I spoke to Andy August of Pinnacle Law Group about this loss tonight and he described this loss as "the greatest disappointment" of his career.

For my clients throughout the country with KeyBank loans, this is not the end. I will continue my efforts on your behalf. For my clients with SLX loans, this loss for students with KeyBank loans underlines one of the reasons for the proposed settlement with SLX: the fact that when you do not settle, you risk a total loss in court.

Friday, April 02, 2010

A False Claim

Someone opposed to the proposed class action settlement has asserted that the SLX SSH loans are no longer collectible because CIT Group (SLX’s parent company) has “written off” the SSH loans. This assertion is a false claim. I spoke with class counsel Andy August about this today. Here are his thoughts:

"This assertion is not true and is dangerously misleading. The person who made the accusation is neither a lawyer nor accountant and clearly lacks an understanding of the requirements for Securities and Exchange Commission filings, accounting, tax or federal securities laws. Regrettably, this assertion was made without prior consultation with Class Counsel (or any other lawyer, apparently).

From the very beginning of Class Counsels’ involvement in the case Class Counsel closely monitored CIT’s SEC filings regarding its SSH loan portfolio. Class Counsel has also been in touch with the lawyers who have filed securities class actions on behalf of investors in CIT. For example, everyone who attended and participated in the initial mediation in August 2008 knew that CIT had established a loss reserve for the SSH loans in excess of $120 million. In fact, this amount was one of the factual bases for the negotiations that followed. Class Counsel has monitored every subsequent SEC filing and nothing in any of the filings or the fact that CIT filed bankruptcy (SLX did not file bankruptcy) alters SLX’s ability to attempt to collect every dollar owed to it under the loans.

Class counsel has consulted with securities, accounting, bankruptcy and tax experts who have unanimously advised that CIT’s most recent filings, which treat the loans as “non-accrual” loans, have no effect whatsoever on SLX’s ability to collect from you the full amount of the loans if they prevail. The following is a lay explanation obtained by Mr. August of why a lender, under the circumstances present here, may make a change in how a loan is accounted on its books. It explains that “non-accrual” is not the same as walking away from a loan and that characterizing a loan portfolio as in “non-accrual”, has no impact on a lender’s ability to collect in any way:

Normally, the lender will treat itself as receiving income as interest comes due—accrues—on the loan. Under normal circumstances, the lender can expect to actually receive the cash in a very short period of time afterward. When a borrower defaults and does not pay its interest, and the default continues for several months, the lender will reach the point where it begins to doubt if it will ever receive the cash for the interest that is accruing. At that point, it does not make business sense and, in fact, is in many cases against federal securities laws, to keep acting as if the lender were receiving income. As a result, the lender places the loan on “nonaccrual”, and stops posting income from the loan. This is a bookkeeping and accounting action only. It does not mean the lender will not attempt to collect every nickel of money due to it.
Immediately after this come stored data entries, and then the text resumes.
PR #2924, opened 2024-07-08
fix(connection): automatically reconnect during the cloud upgrade process

PeachThinking:
#### What type of PR is this?
type-bug
module-connection
Fixed the issue that the connection could not be automatically reconnected during the cloud upgrade process.
The `stateRouteMethods` method has already determined whether the forwarded node is a healthy node before forwarding, so there is no need to change the code logic of `StateRouteAspect`：
image

Fixes #

```docs

```

### DIFF
--- a/server/odc-service/src/main/java/com/oceanbase/odc/service/session/ConnectSessionService.java
+++ b/server/odc-service/src/main/java/com/oceanbase/odc/service/session/ConnectSessionService.java
@@ -330,7 +330,8 @@ public class ConnectSessionService {
         ConnectionSession session = connectionSessionManager.getSession(sessionId);
         if (session == null) {
             CreateSessionReq req = new DefaultConnectSessionIdGenerator().getKeyFromId(sessionId);
-            if (!autoCreate || !StringUtils.equals(req.getFrom(), stateHostGenerator.getHost())) {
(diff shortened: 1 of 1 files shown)


server/odc-service/src/main/java/com/oceanbase/odc/service/session/ConnectSessionService.java
```diff
@@ -330,7 +330,8 @@ public ConnectionSession nullSafeGet(@NotNull String sessionId, boolean autoCrea
         ConnectionSession session = connectionSessionManager.getSession(sessionId);
         if (session == null) {
             CreateSessionReq req = new DefaultConnectSessionIdGenerator().getKeyFromId(sessionId);
-            if (!autoCreate || !StringUtils.equals(req.getFrom(), stateHostGenerator.getHost())) {
+            if (!autoCreate || (!StringUtils.equals(req.getFrom(), stateHostGenerator.getHost())
```
yizhouxw, line 333: may add 
```
if (cloudMetadataClient.supportsCloudMetadata()) {
  autoRecreate = true;
}
```

for easy to read code.

yhilmare (approved):
lgtm

yizhouxw (approved):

Because there has been no collection activity on the SSH loans for more than two years, CIT is obligated to treat the loans as “non-accrual” loans in its SEC filings. However, CIT’s compliance with federal “Fresh Start Accounting” rules does nothing to change the realities of SLX’s ability to collect the SSH loans. Please do not think or believe otherwise."
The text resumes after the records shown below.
PR #2928, opened 2024-07-08
fix(global-search): unable to stop data object synchronization

### LINKED ISSUE #2767: [Bug]: Metabase synchronization has been initiated continuously
### ODC version

odc430bp

### OB version

*

### What happened?

image

Metabase synchronization will not be initiated continuously

Enter link

_No response_

yhilmare:
#### What type of PR is this?

type-bug

the front-end will call sync api continuously, the reason of it is that the object sync status is 'PENDING' without changing by the time. 

I add a new property `max-pending-hours` to limit the maximum time an object's state can be kept on 'PENDING' to fix this issue.

Fixes #2767

```docs

```

### DIFF
--- a/server/odc-service/src/main/java/com/oceanbase/odc/service/connection/database/DatabaseService.java
+++ b/server/odc-service/src/main/java/com/oceanbase/odc/service/connection/database/DatabaseService.java
@@ -801,9 +801,10 @@ public class DatabaseService {
     @SkipAuthorize("odc internal usage")
     @Transactional(rollbackFor = Exception.class)
     public void refreshExpiredPendingDBObjectStatus() {
-        this.databaseRepository.setObjectSyncStatusByObjectSyncStatusAndObjectLastSyncTimeBefore(
-                DBObjectSyncStatus.INITIALIZED, DBObjectSyncStatus.PENDING,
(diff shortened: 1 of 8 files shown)


server/odc-service/src/main/java/com/oceanbase/odc/service/connection/database/DatabaseService.java
```diff
@@ -793,6 +798,14 @@ public void updateObjectLastSyncTimeAndStatus(@NotNull Long databaseId,
         databaseRepository.setObjectLastSyncTimeAndStatusById(databaseId, new Date(), status);
     }
 
+    @SkipAuthorize("odc internal usage")
+    @Transactional(rollbackFor = Exception.class)
+    public void refreshExpiredPendingDBObjectStatus() {
+        this.databaseRepository.setObjectSyncStatusByObjectSyncStatusAndObjectLastSyncTimeBefore(
```
yizhouxw, line 804: we may add log here ,how much rows affected.

yhilmare: done

yizhouxw (approved):
lgtm

MarkPotato777 (approved):
LGTM

PeachThinking (approved):
lgtm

I agree with Andy August's analysis. In my own bankruptcy practice, I have seen many instances of banks collecting on or selling old debts that others described as having been "written off."

As of today, Judge Merryday has neither approved of nor rejected the proposed settlement, nor has he given any indication of when he will issue his ruling. I will post complete information about his ruling as soon as the ruling is made.